Start of RECORDS FOR THE TASK
Issue #5219, opened 2024-07-18
[Umbrella] Specification of merics and health probe port parameters


whitewindmills:
**What would you like to be added**:

Currently, the port parameter definitions of the metrics and health probes are different for each component, which will cause some ambiguity to users, so we plan to standardize the port definitions of each component.

- karmada-operator:
  * `--secure-port` & `--bind-address`: only for http health probe
  * `--metrics-bind-address`: only for metrics
- karmada-agent:
  * `--secure-port` & `--bind-address`: only for http health probe
  * `--metrics-bind-address`: only for metrics
- karmada-controller-manager:
  * `--secure-port` & `--bind-address`: only for http health probe
  * `--metrics-bind-address`: only for metrics
- karmada-descheduler:
  * `--secure-port` & `--bind-address`: for http health probe and metrics
- karmada-scheduler:
  * `--secure-port` & `--bind-address`: for http health probe and metrics
- karmada-scheduler-estimator:
  * `--secure-port` & `--bind-address`: for http health probe and metrics
  * `--server-port`: grpc server port
- karmada-webhook:
  * `--secure-port` & `--bind-address`: only for webhook server
  * `--metrics-bind-address`: only for metrics
  * `--health-probe-bind-address`: only for http health probe
 
This will be basically the same as controller-manager:
```go
// MetricsBindAddress is the TCP address that the controller should bind to
// for serving prometheus metrics.
// It can be set to "0" to disable the metrics serving.
MetricsBindAddress string

// HealthProbeBindAddress is the TCP address that the controller should bind to
// for serving health probes
// It can be set to "0" to disable serving the health probe.
HealthProbeBindAddress string
```

**Note that you need to mark the old parameters as deprecated and we will remove them in a later version.**

- [x] karmada-operator: https://github.com/karmada-io/karmada/pull/5174
- [x] karmada-agent: https://github.com/karmada-io/karmada/pull/5223
- [x] karmada-controller-manager: https://github.com/karmada-io/karmada/pull/5290
- [x] karmada-descheduler: https://github.com/karmada-io/karmada/pull/5435
- [x] karmada-scheduler: @liangyuanpeng https://github.com/karmada-io/karmada/pull/5437
- [x] karmada-scheduler-estimator: https://github.com/karmada-io/karmada/pull/5273

RainbowMango:
Great thanks to @whitewindmills for picking this. 
[...]

PR #5223, opened 2024-07-18
Standardize the health probe arguments

whitewindmills:
**What type of PR is this?**
/kind deprecation
/kind feature
/kind cleanup

part of https://github.com/karmada-io/karmada/issues/5219

```release-note
`karmada-agent`:  Add health probe argument `health-probe-bind-address`, deprecate `--bind-address` and `--secure-port` flag.
```

### DIFF
--- a/cmd/agent/app/agent.go
+++ b/cmd/agent/app/agent.go
@@ -20,8 +20,6 @@ import (
 	"context"
 	"flag"
 	"fmt"
-	"net"
-	"strconv"
 
 	"github.com/spf13/cobra"
 	metav1 "k8s.io/apimachinery/pkg/apis/meta/v1"
@@ -80,6 +78,10 @@ func NewAgentCommand(ctx context.Context) *cobra.Command {
 plane and sync manifests from the Karmada control plane to the member cluster. In addition, it also syncs the status of member
 cluster and manifests to the Karmada control plane.`,
 		RunE: func(_ *cobra.Command, _ []string) error {
+			// complete options
+			if err := opts.Complete(); err != nil {
+				return err
+			}
 			// validate options
 			if errs := opts.Validate(); len(errs) != 0 {
 				return errs.ToAggregate()
@@ -205,7 +207,7 @@ func run(ctx context.Context, opts *options.Options) error {
 		LeaseDuration:              &opts.LeaderElection.LeaseDuration.Duration,
 		RenewDeadline:              &opts.LeaderElection.RenewDeadline.Duration,
 		RetryPeriod:                &opts.LeaderElection.RetryPeriod.Duration,
-		HealthProbeBindAddress:     net.JoinHostPort(opts.BindAddress, strconv.Itoa(opts.SecurePort)),
+		HealthProbeBindAddress:     opts.HealthProbeBindAddress,
 		LivenessEndpointName:       "/healthz",
 		Metrics:                    metricsserver.Options{BindAddress: opts.MetricsBindAddress},
 		MapperProvider:             restmapper.MapperProvider,
--- a/cmd/agent/app/options/options.go
+++ b/cmd/agent/app/options/options.go
@@ -18,6 +18,8 @@ package options
 
 import (
 	"fmt"
+	"net"
+	"strconv"
 	"strings"
 	"time"
 
@@ -51,9 +53,11 @@ type Options struct {
 	Controllers    []string
 	LeaderElection componentbaseconfig.LeaderElectionConfiguration
 	// BindAddress is the IP address on which to listen for the --secure-port port.
+	// Deprecated: Use HealthProbeBindAddress instead. And will be removed in release 1.12+.
 	BindAddress string
 	// SecurePort is the port that the the server serves at.
 	// Note: We hope support https in the future once controller-runtime provides the functionality.
+	// Deprecated: Use HealthProbeBindAddress instead. And will be removed in release 1.12+.
 	SecurePort        int
 	KarmadaKubeConfig string
 	// ClusterContext is the name of the cluster context in control plane KUBECONFIG file.
@@ -104,6 +108,11 @@ type Options struct {
 	// It can be set to "0" to disable the metrics serving.
 	// Defaults to ":8080".
 	MetricsBindAddress string
+	// HealthProbeBindAddress is the TCP address that the controller should bind to
+	// for serving health probes
+	// It can be set to "0" to disable serving the health probe.
+	// Defaults to ":10357".
+	HealthProbeBindAddress string
 
 	RateLimiterOpts ratelimiterflag.Options
 
@@ -168,6 +177,10 @@ func (o *Options) AddFlags(fs *pflag.FlagSet, allControllers []string) {
 		"The IP address on which to listen for the --secure-port port.")
 	fs.IntVar(&o.SecurePort, "secure-port", defaultPort,
 		"The secure port on which to serve HTTPS.")
+	// nolint: errcheck
+	fs.MarkDeprecated("bind-address", "This flag is deprecated and will be removed in release 1.12+. Use --health-probe-bind-address instead.")
+	// nolint: errcheck
+	fs.MarkDeprecated("secure-port", "This flag is deprecated and will be removed in release 1.12+. Use --health-probe-bind-address instead.")
 	fs.BoolVar(&o.LeaderElection.LeaderElect, "leader-elect", true, "Start a leader election client and gain leadership before executing the main loop. Enable this when running replicated components for high availability.")
 	fs.StringVar(&o.LeaderElection.ResourceNamespace, "leader-elect-resource-namespace", util.NamespaceKarmadaSystem, "The namespace of resource object that is used for locking during leader election.")
 	fs.DurationVar(&o.LeaderElection.LeaseDuration.Duration, "leader-elect-lease-duration", defaultElectionLeaseDuration.Duration, ""+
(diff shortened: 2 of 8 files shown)


cmd/agent/app/options/options.go
```diff
@@ -206,6 +219,7 @@ func (o *Options) AddFlags(fs *pflag.FlagSet, allControllers []string) {
 	fs.IntVar(&o.ConcurrentWorkSyncs, "concurrent-work-syncs", 5, "The number of Works that are allowed to sync concurrently.")
 	fs.StringSliceVar(&o.ReportSecrets, "report-secrets", []string{"KubeCredentials", "KubeImpersonator"}, "The secrets that are allowed to be reported to the Karmada control plane during registering. Valid values are 'KubeCredentials', 'KubeImpersonator' and 'None'. e.g 'KubeCredentials,KubeImpersonator' or 'None'.")
 	fs.StringVar(&o.MetricsBindAddress, "metrics-bind-address", ":8080", "The TCP address that the controller should bind to for serving prometheus metrics(e.g. 127.0.0.1:8080, :8080). It can be set to \"0\" to disable the metrics serving.")
+	fs.StringVar(&o.HealthProbeBindAddress, "health-probe-bind-address", ":0", "The TCP address that the controller should bind to for serving health probes(e.g. 127.0.0.1:10357, :10357). It can be set to \"0\" or \"\" to disable serving the health probe.")
```
zhzhuang-zju, line 222:
```suggestion
	fs.StringVar(&o.HealthProbeBindAddress, "health-probe-bind-address", "0.0.0.0:10357", "The TCP address that the controller should bind to for serving health probes(e.g. 127.0.0.1:10357, :10357). It can be set to \"0\" or \"\" to disable serving the health probe.")
```

Default values should remain the same as before

cmd/agent/app/options/options.go
```diff
@@ -219,3 +233,23 @@ func (o *Options) AddFlags(fs *pflag.FlagSet, allControllers []string) {
 	features.FeatureGate.AddFlag(fs)
 	o.ProfileOpts.AddFlags(fs)
 }
+
+// Complete ensures that options are valid and marshals them if necessary.
+func (o *Options) Complete() error {
+	if o.BindAddress == "" && o.SecurePort == 0 {
+		return nil
+	}
+	if o.HealthProbeBindAddress != ":0" {
```
zhzhuang-zju, line 242:
```suggestion
	if o.HealthProbeBindAddress != "0.0.0.0:10357" {
```

cmd/agent/app/options/options.go
whitewindmills: we cannot set it to `0.0.0.0:10357`, cause `--bind-address` and `--secure-port` can not co-exist with `--health-probe-bind-address`. if one set flags like:
```shell
/bin/karmada-agent ----bind-address=0.0.0.0 --secure-port=8443 --health-probe-bind-address=0.0.0.0:10357
```
it will be validate.

zhzhuang-zju: If users does not set these arguments before or after the upgrade, then the `health-probe-bind-address` used before the upgrade is `0.0.0.0:10357` and after the upgrade becomes `:0`, is this inconsistency acceptable?

whitewindmills: fixing it :heart:

whitewindmills:
@RainbowMango @zhzhuang-zju  PTAL

cmd/agent/app/options/options.go
RainbowMango, line 222:
```suggestion
	fs.StringVar(&o.HealthProbeBindAddress, "health-probe-bind-address", "", "The TCP address that the controller should bind to for serving health probes(e.g. 127.0.0.1:10357, :10357). It can be set to \"0\" or \"\" to disable serving the health probe. Defaults to 0.0.0.0:10357.")
```
We can put the default to the usage in this release. so that we can figure out if the user starts to use this new flag in `complete` phase.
End of RECORDS FOR THE TASK
§ **TASK GOAL**: What belongs in the answer is each line of the listing that contains the word "cobra".

§ **OUTPUT FOR THIS TASK**:
 	"github.com/spf13/cobra"
@@ -80,6 +78,10 @@ func NewAgentCommand(ctx context.Context) *cobra.Command {
 		RunE: func(_ *cobra.Command, _ []string) error {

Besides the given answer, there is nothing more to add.